My money is that you'll see him at King.

-Jolet


----------



## Nimreitz (May 13, 2003)

No way man, gotta bring the pride back to Whitefish Bay. Maybe with his help we can add a few more state title banners to the fieldhouse.


----------



## alex (Jan 7, 2003)

*hmm . . . Nicolet, WFB, well, I go Marquette,*

but I know people that went to my grade school (St. Robert's in Shorewood) who are now at WFB and Nicolet. 

So I obviously wish he would go to Marquette, but he probably won't. My next preference is Rufus King. Milwaukee needs a team that can compete with the best of them on a nation level, and if Corie Lucius turns out to be as good as advertised, they might just achieve that.

But if he does go to WFB, expect him to post up some serious numbers in 9th grade, Bay is pretty weak in terms of BB, and he'd probably need to for them to stay competitive. Even if he is a stud, I doubt Bay would be state championship-calibor team at the D-I high school level. Maybe if WFB is D-II, but D-I has Vincent, King, a rising Marquette (I'm not joking, our new coach is dynamite :yes: ), Tosa East, Nicolet, Madison Memorial, and the occasional other good team. He COULD be good enough to lead Bay to a D-I title, but he would have to have at least a decent supporting cast. 

And if he wants to thoroughly dominate High School, he probably needs to grow at least two inches. If he stays the same height he'll probably wind up being really good, but not as amazing as he is now, compared to the rest of his competition.


----------



## Nimreitz (May 13, 2003)

*Re: hmm . . . Nicolet, WFB, well, I go Marquette,*



> Originally posted by <b>alex</b>!
> 
> Even if he is a stud, I doubt Bay would be state championship-calibor team at the D-I high school level. Maybe if WFB is D-II, but D-I has Vincent, King, a rising Marquette (I'm not joking, our new coach is dynamite :yes: ), Tosa East, Nicolet, Madison Memorial, and the occasional other good team. He COULD be good enough to lead Bay to a D-I title, but he would have to have at least a decent supporting cast.
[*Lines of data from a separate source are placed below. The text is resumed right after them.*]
PR #176, opened 2025-10-05
chore: update file headers

dssgabriel:
In alignment with preparations for Kokkos 5.0, update our headers to the same minimalist version as the main Kokkos project (see https://github.com/kokkos/kokkos/pull/8496):
```
// SPDX-License-Identifier: Apache-2.0 WITH LLVM-exception
// SPDX-FileCopyrightText: Copyright Contributors to the Kokkos project
```

Additionally, I:
- Updated our main LICENSE file to remove the old Kokkos v4.0 header and fix the project name (was "Kokkos MPI")
- Removed copyright license headers in all other files that are not KokkosComm source code (same as Kokkos)
- ~~Changed `#pragma once` in C++ headers to PP guards (same style as used in Kokkos)~~
- Tweaked some whitespace to make it consistent across all files

### DIFF
--- a/CMakeLists.txt
+++ b/CMakeLists.txt
@@ -1,19 +1,3 @@
-#@HEADER
-# ************************************************************************
-#
-#                        Kokkos v. 4.0
-#       Copyright (2022) National Technology & Engineering
-#               Solutions of Sandia, LLC (NTESS).
-#
-# Under the terms of Contract DE-NA0003525 with NTESS,
-# the U.S. Government retains certain rights in this software.
-#
-# Part of Kokkos, under the Apache License v2.0 with LLVM Exceptions.
-# See https://kokkos.org/LICENSE for license information.
-# SPDX-License-Identifier: Apache-2.0 WITH LLVM-exception
-#
-#@HEADER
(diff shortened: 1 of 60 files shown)


cedricchevalier19 (commented):
Why changing the `#pragma once`?

No licence mentionned in cmake files?

dssgabriel:
I tried to match what Kokkos core does. The main project uses PP guards instead of `pragma once`, and does not have license headers in their CMakeLists (they only seem to be included in the source files?).

cedricchevalier19:
`Kokkos-"Core"` has a coding style that has some legacy so I do not think we have to follow all of it.

To me, the pragma, while not standard, are easier to use in a young project where files might be moved around quite a bit. Else, we need to ensure that the name of the guards are correct in the CI.
Please, let's focus only on the Copyright headers in this PR.

dssgabriel:
It appears that the CMake file for unit tests got reformatted. It looks like it was missed by the PRs related to pre-commit checks, though.

cedricchevalier19 (approved):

Good thing we're in Division 3 and he would have a pretty decent supporting cast.


----------



## alex (Jan 7, 2003)

Marquette's basketball coach told me that Corie Lucius will be going to Rufus King next year, where he will probably start if he's as good as advertised.


----------



## Nimreitz (May 13, 2003)

That's not fair. They had Dupree Fletcher, we deserve young Corie.


----------